The 2017 Formula STCC Nordic season was the fifth season of the single seater championship that supports 2017 Scandinavian Touring Car Championship season. Previously it went under the name of Formula Renault 1.6 Nordic but the name was changed after Renault Sport dropped its support for the 3.5 and 1.6 classes in late 2015. The season began on 4 May at Ring Knutstorp and concluded on 16 September at Mantorp Park after seven rounds.

Drivers and teams

Race calendar and results
The season started on 4 May at Ring Knutstorp and finished on 16 September at Mantorp Park, with six of the seven scheduled double-header rounds supporting STCC. Rounds denoted with a blue background were part of the Formula STCC NEZ Championship.

Footnotes

Championship standings 
Points system
Points are awarded to the top 10 classified finishers. An extra point is awarded for pole position and fastest lap for each race.

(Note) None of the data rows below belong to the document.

PR #4302, opened 2024-01-23
feat: Add external ties route

taratatach:
An instance can be linked to third-party services that cannot be
cancelled/unsubscribed from programmatically and require customer
actions.
We call this an external tie as these connections prevent a gracious
instance deletion and users should be made aware of these when trying
to delete their instance.

The first external tie than can exist is a blocking premium
subscription bought via the App Store or Play Store.

### DIFF
--- a/model/cloudery/service.go
+++ b/model/cloudery/service.go
@@ -38,16 +38,10 @@ type SaveCmd struct {
 
 // SaveInstance data into the cloudery matching the instance context.
 func (s *ClouderyService) SaveInstance(inst *instance.Instance, cmd *SaveCmd) error {
-	cfg, ok := s.contexts[inst.ContextName]
-	if !ok {
-		cfg, ok = s.contexts[config.DefaultInstanceContext]
+	client, err := s.getClient(inst)
+	if err != nil {
+		return err
 	}
-
-	if !ok {
-		return fmt.Errorf("%w: tried %q and %q", ErrInvalidContext, inst.ContextName, config.DefaultInstanceContext)
-	}
-
-	client := manager.NewAPIClient(cfg.API.URL, cfg.API.Token)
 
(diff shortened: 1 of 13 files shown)


web/settings/external_ties.go
```diff
@@ -0,0 +1,56 @@
...
+func NewExternalTies(ties *csettings.ExternalTies) jsonapi.Object {
+	return &apiExternalTies{
+		ExternalTies: ties,
+		DocID:        consts.ExternalTiesID,
+	}
+}
+
+func (h *HTTPHandler) getExternalTies(c echo.Context) error {
+	// Any request with a token can ask for the capabilities (no permissions
+	// are required)
```
nono, line 42: I don't think it is true with current code. A token from the CLI or an OAuth client won't give access to this route. It probably doesn't matter, but I would prefer if we can rewrite the comment to make it clear

model/cloudery/service.go
```diff
@@ -60,3 +54,37 @@ func (s *ClouderyService) SaveInstance(inst *instance.Instance, cmd *SaveCmd) er
...
+}
+
+func (s *ClouderyService) getClient(inst *instance.Instance) (*manager.APIClient, error) {
+	cfg, ok := s.contexts[inst.ContextName]
+	if !ok {
+		cfg, ok = s.contexts[config.DefaultInstanceContext]
+	}
+
+	if !ok {
+		return nil, fmt.Errorf("%w: tried %q and %q", ErrInvalidContext, inst.ContextName, config.DefaultInstanceContext)
```
nono, line 84: What does this mean for self-hosted users? Does returning an error for external ties will block instance deletions?

taratatach: I'd say no but that will be up to the Settings app implementation to decide.
However, I've made some manual tests without any cloudery config and no errors were raised.

nono (approved):

PR #4306, opened 2024-01-25
Fix upload trigger creation

nono:
When a sharing is setup and the first replication fails, the upload trigger wasn't created.

### DIFF
--- a/model/sharing/setup.go
+++ b/model/sharing/setup.go
@@ -119,6 +119,12 @@ func (s *Sharing) Setup(inst *instance.Instance, m *Member) {
 		inst.Logger().WithNamespace("sharing").
 			Warnf("Error on setup replicate trigger (%s): %s", s.SID, err)
 	}
+	if s.FirstFilesRule() != nil {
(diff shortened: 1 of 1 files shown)


model/sharing/setup.go
```diff
@@ -119,21 +119,20 @@ func (s *Sharing) Setup(inst *instance.Instance, m *Member) {
...
 		}
-	} else {
-		if s.FirstFilesRule() == nil {
-			return
-		}
-		if err := s.AddUploadTrigger(inst); err != nil {
-			inst.Logger().WithNamespace("sharing").
-				Warnf("Error on setup upload trigger (%s): %s", s.SID, err)
-		}
+	} else if s.FirstFilesRule() != nil {
```
taratatach, line 135: Since we don't return anymore when `s.FirstFileRule() == nil` we'll call `s.NotifyRecipients(inst, m)` anyway.
Is that a problem?

nono: No, it's not a problem.

taratatach (approved):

Parallel to the main championship, two other championships are held: the Formula STCC Junior Svenskt Mästerskap (JSM) for drivers under 26 years old holding a Swedish driver license, and the Formula STCC Northern European Zone (NEZ) championship at selected rounds. Points to these championships are awarded using the same system, with the sole exception of pole position and fastest lap not awarding points.